Por ahí leí la Biografía de Jerusalén de Simon Sebag-Montefiore, cuyas 667 páginas de apretada tipografía exigen paciencia y perseverancia, sobre todo porque del principio al fin todo son masacres, traiciones y cuernos –en sentido propio como figurado–, en las que nadie sale bien parado.
Criminales unos, criminales los otros, criminales todos, una veces oprimidos, otras veces opresores, siempre con la pretensión de dominar una ciudad y una región que no han cesado de cambiar de manos desde la época lejana –hace ya más de 3 mil años– en que Babilonia hacía las veces de imperio bajo la dinastía Hammurabi.

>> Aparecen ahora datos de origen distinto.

PR #148, opened 2017-03-20
Fixed correct classname in README and add missing use statements

eko:
## Subject

Fixed correct classname in README and add missing use statements.


eko:
@greg0ire You're right, I've fixed the commit message and pull request title.

jordisala1991:
Thanks @eko

greg0ire:
Thanks @eko , next time consider even doing 2 commits (with "git add -p"), if you have "and" in your commit message, it's a smell.

PR #151, opened 2017-05-16
Update symfony.rst

carlos-granados:
I am targeting this branch, because this is backwards compatible.

### Fixed
```
docs/reference/symfony.rst
```
## Subject

The register bundle section has an error in the code. Since this is registered within an array, the line needs to end with `,` not `;`


greg0ire:
Thanks @carlos-granados !

greg0ire:
I removed the changelog, which is not needed for docs PRs

PR #180, opened 2017-10-15
Add void return type hint

greg0ire:
## Changelog

```markdown
### Added
- `void` return type hint wherever applicable

```

### DIFF
--- a/src/Exporter.php
+++ b/src/Exporter.php
@@ -57,7 +57,7 @@ final class Exporter
         }
         $writer = $this->writers[$format];
 
-        $callback = function () use ($source, $writer) {
+        $callback = function () use ($source, $writer): void {
             $handler = \Exporter\Handler::create($source, $writer);
             $handler->export();
         };
@@ -86,7 +86,7 @@ final class Exporter
      *
      * @param TypedWriterInterface $writer a possible writer for exporting data
      */
-    public function addWriter(TypedWriterInterface $writer)
+    public function addWriter(TypedWriterInterface $writer): void
     {
         $this->writers[$writer->getFormat()] = $writer;
     }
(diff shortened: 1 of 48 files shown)


src/Exporter.php
```diff
@@ -57,7 +57,7 @@ public function getResponse(string $format, string $filename, SourceIteratorInte
         }
         $writer = $this->writers[$format];
 
-        $callback = function () use ($source, $writer) {
+        $callback = function () use ($source, $writer): void {
```
core23: This is needed? oO

greg0ire: If you mean "this works?", yes it works :) (why not?). If you mean "Is this necessary?" none of this PR is, it just makes things safer.

core23: I can understand this stuff for the api methods (protected and public things). But for internal functions? I don't think that this is useful at all.

greg0ire: It doesn't hurt though, and I use php-cs-fixer for this, and I'd hate to make an exception for this kind of stuff each time I run it. Also I'd argue it's good to have type hinting for internal functions: it helps your IDE understanding what happens, and if you do wrong things it crashes early.

tests/ExporterTest.php
```diff
@@ -30,7 +30,7 @@ public function testFilter()
         $exporter->getResponse('foo', 'foo', $source);
     }
 
-    public function testConstructorRejectsNonTypedWriters()
+    public function testConstructorRejectsNonTypedWriters(): void
     {
         $this->setExpectedException(
             version_compare(PHP_VERSION, '7.0.0', '<') ? 'PHPUnit_Framework_Error' : 'TypeError',
```
jordisala1991: PHP5 line detected!

greg0ire: @jordisala1991 fixed

greg0ire:
@sonata-project/contributors please merge

PR #185, opened 2017-10-23
Phpstan

greg0ire:
I am targeting this branch, because this should not be backported

## Changelog

Not sure if it is useful, especially for the bug since there is no major release yet

```markdown
### Removed
- support for phpunit 4 in public test

### Fixed
- crash when using the exporter class
```

### DIFF
--- a/src/Exporter.php
+++ b/src/Exporter.php
@@ -58,7 +58,7 @@ final class Exporter
         $writer = $this->writers[$format];
 
         $callback = function () use ($source, $writer): void {
-            $handler = \Exporter\Handler::create($source, $writer);
+            $handler = Handler::create($source, $writer);
             $handler->export();
         };
 
--- a/src/Test/AbstractTypedWriterTestCase.php
+++ b/src/Test/AbstractTypedWriterTestCase.php
@@ -11,12 +11,13 @@
 
 namespace Sonata\Exporter\Test;
 
+use PHPUnit\Framework\TestCase;
 use Sonata\Exporter\Writer\TypedWriterInterface;
 
 /**
  * @author Grégoire Paris <postmaster@greg0ire.fr>
  */
-abstract class AbstractTypedWriterTestCase extends \PHPUnit_Framework_TestCase
+abstract class AbstractTypedWriterTestCase extends TestCase
 {
     /**
      * @var WriterInterface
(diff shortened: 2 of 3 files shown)


Soullivaneuh:
Could you please be a little bit more explicit about what you fixed on the changelog?

greg0ire:
Done

Soullivaneuh:
Can a simple test be written just to cover this big issue?

greg0ire:
No.

greg0ire:
Kidding, here you go!

greg0ire:
@core23 dropping phpunit 4 in a public test on stable is an unnecessary BC-break. So is the new test if we release a new major soon.

core23:
> @core23 dropping phpunit 4 in a public test on stable is an unnecessary BC-break. So is the new test if we release a new major soon.

We are talking about tests... Also PHPUnit was never a (required) dependency with a version notation. In this case we could live with a BC break.

greg0ire:
>  Also PHPUnit was never a (required) dependency with a version notation.

That's exactly why this is a BC-break.

Soullivaneuh:
@greg0ire is right, we are talking about a **reusable** test case here. Changing the namespace for class extends is BC break.

src/Exporter.php
```diff
@@ -58,7 +58,7 @@ public function getResponse(string $format, string $filename, SourceIteratorInte
         $writer = $this->writers[$format];
 
         $callback = function () use ($source, $writer): void {
-            $handler = \Exporter\Handler::create($source, $writer);
```
jordisala1991: Care with this. Handler namespace is different From Exporter namespace

greg0ire: No it isn't they are both at the root of `src`

jordisala1991: Ohhh it was different on 1.x not on master anymore

greg0ire: ? they are both in the same namespace on 1.x too? 🤔

jordisala1991: Yes.. indeed. But I was looking at your Exporter class namespace from master vs Handler namespace from 1.x and it were different. :)

greg0ire: Oooh ok alright then :)

greg0ire:
How about merging @sonata-project/contributors ?

PR #199, opened 2017-11-30
Replace type checking of DateTime with DateTimeInterface

jaikdean:
I am targeting this branch, because there are no BC breaks.

## Changelog

```markdown
### Fixed
- Allow `\DateTimeImmutable` values
```

## Subject

This PR changes value type checking from `instanceof \DateTime` to `instanceof \DateTimeInterface`, which allows `\DateTimeImmutable` values to be exported correctly. Previously, this would cause a fatal error "Object of class DateTimeImmutable could not be converted to string at vendor/sonata-project/exporter/src/Source/DoctrineORMQuerySourceIterator.php:161)".


greg0ire:
Thanks @jaikdean !

PR #208, opened 2017-12-10
Fix coding standards

jordisala1991:
After dev-kit PR https://github.com/sonata-project/exporter/pull/207, this fixed the build

### DIFF
--- a/src/Writer/SitemapWriter.php
+++ b/src/Writer/SitemapWriter.php
@@ -1,5 +1,7 @@
 <?php
 
+declare(strict_types=1);
+
 /*
  * This file is part of the Sonata Project package.
  *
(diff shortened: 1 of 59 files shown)


src/Writer/SitemapWriter.php
```diff
@@ -16,8 +18,8 @@
  */
 class SitemapWriter implements WriterInterface
 {
-    const LIMIT_SIZE = 10485760;
-    const LIMIT_URL = 50000;
+    public const LIMIT_SIZE = 10485760;
```
core23: Can we make this private?

jordisala1991: That change from public to private would be BC break, but since we are on master it can be done.

I am okay with it, but would prefer to do it in another PR, because that change comes from simply execute `php-cs-fixer`.

PR #212, opened 2018-01-21
Applied fixes from FlintCI

Soullivaneuh:


src/Source/XmlSourceIterator.php
```diff
@@ -90,7 +90,6 @@ public function tagEnd($parser, $name)
     public function tagContent($parser, $data)
     {
         if (isset($this->bufferedRow['i_'.$this->currentRowIndex], $this->bufferedRow['i_'.$this->currentRowIndex][$this->currentColumnIndex])
-
```
OskarStark: This looks strange

jordisala1991: It is normal there was a extra line : https://github.com/sonata-project/exporter/blob/1.x/src/Source/XmlSourceIterator.php#L93

OskarStark: hmm, but shouldn't the closing bracket of the `if` be on the same line instead of `) {` ?

PR #220, opened 2018-04-30
[Improvement] Add custom escape/terminator to CsvWriter

### LINKED ISSUE #219: [Bug] Actually use the escape parameter.
## Subject
The construct method takes an escape character string, but never actually uses it when running fputcsv. 

## Steps to reproduce
Try using CsvWriter with a custom escape character.

## Expected results
You'd expect that character to be used, since it's taken as a param.

## Actual results
It uses the default escape character always.

heathdutton:
I am targeting this branch, because this is not BC breaking, just using the existing parameter and adding a new one (which is optional) for CSV generation to be more backward compatible with old formats.

Closes #219

### Added
- Add custom escape/terminator strings to `CsvWriter`.


CHANGELOG.md
```diff
@@ -46,3 +46,6 @@ This project adheres to [Semantic Versioning](http://semver.org/).
 ## [1.2.2](https://github.com/sonata-project/exporter/compare/1.2.1...1.2.2) - 2013-05-02
 ### Added
 - Add new argument in method \Exporter\Writer\SitemapWriter::generateSitemapIndex to handle absolute URL.
+
+### Added
```
kunicmarko20: This edits sonata maintainer, please remove this edit

src/Writer/CsvWriter.php
```diff
@@ -58,21 +58,28 @@ class CsvWriter implements TypedWriterInterface
...
      * @param string $filename
      * @param string $delimiter
      * @param string $enclosure
      * @param string $escape
      * @param bool   $showHeaders
      * @param bool   $withBom
+     * @param string $terminate
      */
-    public function __construct($filename, $delimiter = ',', $enclosure = '"', $escape = '\\', $showHeaders = true, $withBom = false)
+    public function __construct(string $filename, string $delimiter = ',', string $enclosure = '"', string $escape = '\\', bool $showHeaders = true, bool $withBom = false, string $terminate = "\n")
```
kunicmarko20: We support php 5.6, please remove string typehints

kunicmarko20: Bool also

kunicmarko20: Also, this line is longer than 120 chars, please break it

src/Writer/CsvWriter.php
```diff
@@ -58,21 +58,28 @@ class CsvWriter implements TypedWriterInterface
...
     {
         $this->filename = $filename;
         $this->delimiter = $delimiter;
         $this->enclosure = $enclosure;
         $this->escape = $escape;
         $this->showHeaders = $showHeaders;
+        $this->terminate = $terminate;
```
kunicmarko20: You are talking about how eacape parameter is not used but you are also adding terminate, you will have to do this in a separate PR. 1 PR = 1 fix/feature

CHANGELOG.md
heathdutton: :+1:

src/Writer/CsvWriter.php
heathdutton: :+1:

src/Writer/CsvWriter.php
heathdutton: Will do.

heathdutton:
Will recreate.

PR #221, opened 2018-04-30
[Bug] Actually use the escape parameter.

### LINKED ISSUE #219: [Bug] Actually use the escape parameter.

heathdutton:
I am targeting this branch, because this is not BC breaking, just a breakfix.

Closes #219 

### Fixed
- CsvWriter actually uses the escape parameter.

## Subject

Simplified version of the PR to just fix the missing params.

### DIFF
--- a/tests/Writer/CsvWriterTest.php
+++ b/tests/Writer/CsvWriterTest.php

Milenios de fanatismo, de conquistas, de ocupaciones y guerras de exterminación en nombre del dios verdadero, tan sanguinario, vengativo y papanatas como sus terrenales inventores.
Sin embargo, las ochocientas cincuenta y dos páginas de La Impostura Económica, de Steve Keen, me resultan un pelín demasié. No niego el interés de sus argumentos, ni la claridad de sus demostraciones, ni siquiera la calidad de una prosa que sin ser literaria –y sin alcanzar el brillo de los escritos de un Bernard Maris– difiere grandemente de la mediocre y arrogante nulidad que practica la inmensa mayoría de los economistas.
Pasa que Keen, y/o sus prologuistas, sueltan el nombre del asesino en las primeras páginas. Mantener el interés del cuento en esas condiciones no está al alcance de cualquiera: exige el genio de un García Márquez en Crónica de una muerte anunciada.
Mi ejemplar de La Impostura Económica es una edición de bolsillo (L’atelier en poche). Allí, el segundo párrafo del prefacio de Gaël Giraud tira de espaldas a cualquier economista mentecato, o sea a la inmensa mayoría de una profesión que concentra los cretinos como la taza del inodoro congrega los escherichia coli.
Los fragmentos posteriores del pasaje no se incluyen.